What is required
The entries that follow are to be duplicated in full, character for character.

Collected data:

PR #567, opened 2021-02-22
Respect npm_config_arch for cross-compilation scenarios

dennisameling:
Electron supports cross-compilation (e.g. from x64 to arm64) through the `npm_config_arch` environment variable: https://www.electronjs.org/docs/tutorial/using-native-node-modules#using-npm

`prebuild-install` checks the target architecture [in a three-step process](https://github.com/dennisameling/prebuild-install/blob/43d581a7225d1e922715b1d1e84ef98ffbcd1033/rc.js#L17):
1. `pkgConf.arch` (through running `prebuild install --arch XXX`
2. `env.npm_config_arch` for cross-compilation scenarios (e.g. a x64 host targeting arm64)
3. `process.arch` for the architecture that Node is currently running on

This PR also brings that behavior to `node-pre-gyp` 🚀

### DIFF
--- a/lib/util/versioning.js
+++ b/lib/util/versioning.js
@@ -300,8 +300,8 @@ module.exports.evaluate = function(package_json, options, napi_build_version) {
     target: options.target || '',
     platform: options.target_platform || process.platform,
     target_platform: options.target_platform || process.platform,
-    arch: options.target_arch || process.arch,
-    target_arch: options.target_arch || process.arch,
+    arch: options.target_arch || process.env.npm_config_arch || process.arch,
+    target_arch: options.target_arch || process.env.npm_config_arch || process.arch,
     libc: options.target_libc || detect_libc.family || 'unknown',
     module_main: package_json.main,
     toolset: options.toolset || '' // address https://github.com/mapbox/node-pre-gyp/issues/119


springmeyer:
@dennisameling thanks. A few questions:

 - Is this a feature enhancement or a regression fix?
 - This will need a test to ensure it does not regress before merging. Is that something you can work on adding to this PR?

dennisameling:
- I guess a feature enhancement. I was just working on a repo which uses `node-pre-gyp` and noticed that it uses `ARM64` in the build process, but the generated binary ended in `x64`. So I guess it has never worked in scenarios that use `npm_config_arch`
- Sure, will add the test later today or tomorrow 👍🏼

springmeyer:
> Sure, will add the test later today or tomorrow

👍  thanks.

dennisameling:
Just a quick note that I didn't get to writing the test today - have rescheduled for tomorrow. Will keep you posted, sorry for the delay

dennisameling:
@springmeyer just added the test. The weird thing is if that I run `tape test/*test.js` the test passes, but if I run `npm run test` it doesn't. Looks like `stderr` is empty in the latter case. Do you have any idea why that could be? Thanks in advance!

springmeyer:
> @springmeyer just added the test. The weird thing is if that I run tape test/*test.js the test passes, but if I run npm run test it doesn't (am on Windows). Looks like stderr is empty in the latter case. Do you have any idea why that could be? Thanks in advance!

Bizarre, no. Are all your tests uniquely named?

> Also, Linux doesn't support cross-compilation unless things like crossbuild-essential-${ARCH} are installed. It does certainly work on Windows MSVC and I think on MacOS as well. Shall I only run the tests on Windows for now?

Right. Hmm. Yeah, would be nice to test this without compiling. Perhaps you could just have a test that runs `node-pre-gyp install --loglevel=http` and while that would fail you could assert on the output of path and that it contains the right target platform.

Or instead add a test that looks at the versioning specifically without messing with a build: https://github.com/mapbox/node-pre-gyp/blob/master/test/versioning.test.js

Problem solution
PR #567, opened 2021-02-22
Respect npm_config_arch for cross-compilation scenarios

dennisameling:
Electron supports cross-compilation (e.g. from x64 to arm64) through the `npm_config_arch` environment variable: https://www.electronjs.org/docs/tutorial/using-native-node-modules#using-npm

`prebuild-install` checks the target architecture [in a three-step process](https://github.com/dennisameling/prebuild-install/blob/43d581a7225d1e922715b1d1e84ef98ffbcd1033/rc.js#L17):
1. `pkgConf.arch` (through running `prebuild install --arch XXX`
2. `env.npm_config_arch` for cross-compilation scenarios (e.g. a x64 host targeting arm64)
3. `process.arch` for the architecture that Node is currently running on

This PR also brings that behavior to `node-pre-gyp` 🚀

### DIFF
--- a/lib/util/versioning.js
+++ b/lib/util/versioning.js
@@ -300,8 +300,8 @@ module.exports.evaluate = function(package_json, options, napi_build_version) {
     target: options.target || '',
     platform: options.target_platform || process.platform,
     target_platform: options.target_platform || process.platform,
-    arch: options.target_arch || process.arch,
-    target_arch: options.target_arch || process.arch,
+    arch: options.target_arch || process.env.npm_config_arch || process.arch,
+    target_arch: options.target_arch || process.env.npm_config_arch || process.arch,
     libc: options.target_libc || detect_libc.family || 'unknown',
     module_main: package_json.main,
     toolset: options.toolset || '' // address https://github.com/mapbox/node-pre-gyp/issues/119


springmeyer:
@dennisameling thanks. A few questions:

 - Is this a feature enhancement or a regression fix?
 - This will need a test to ensure it does not regress before merging. Is that something you can work on adding to this PR?

dennisameling:
- I guess a feature enhancement. I was just working on a repo which uses `node-pre-gyp` and noticed that it uses `ARM64` in the build process, but the generated binary ended in `x64`. So I guess it has never worked in scenarios that use `npm_config_arch`
- Sure, will add the test later today or tomorrow 👍🏼

springmeyer:
> Sure, will add the test later today or tomorrow

👍  thanks.

dennisameling:
Just a quick note that I didn't get to writing the test today - have rescheduled for tomorrow. Will keep you posted, sorry for the delay

dennisameling:
@springmeyer just added the test. The weird thing is if that I run `tape test/*test.js` the test passes, but if I run `npm run test` it doesn't. Looks like `stderr` is empty in the latter case. Do you have any idea why that could be? Thanks in advance!

springmeyer:
> @springmeyer just added the test. The weird thing is if that I run tape test/*test.js the test passes, but if I run npm run test it doesn't (am on Windows). Looks like stderr is empty in the latter case. Do you have any idea why that could be? Thanks in advance!

Bizarre, no. Are all your tests uniquely named?

> Also, Linux doesn't support cross-compilation unless things like crossbuild-essential-${ARCH} are installed. It does certainly work on Windows MSVC and I think on MacOS as well. Shall I only run the tests on Windows for now?

Right. Hmm. Yeah, would be nice to test this without compiling. Perhaps you could just have a test that runs `node-pre-gyp install --loglevel=http` and while that would fail you could assert on the output of path and that it contains the right target platform.

Or instead add a test that looks at the versioning specifically without messing with a build: https://github.com/mapbox/node-pre-gyp/blob/master/test/versioning.test.js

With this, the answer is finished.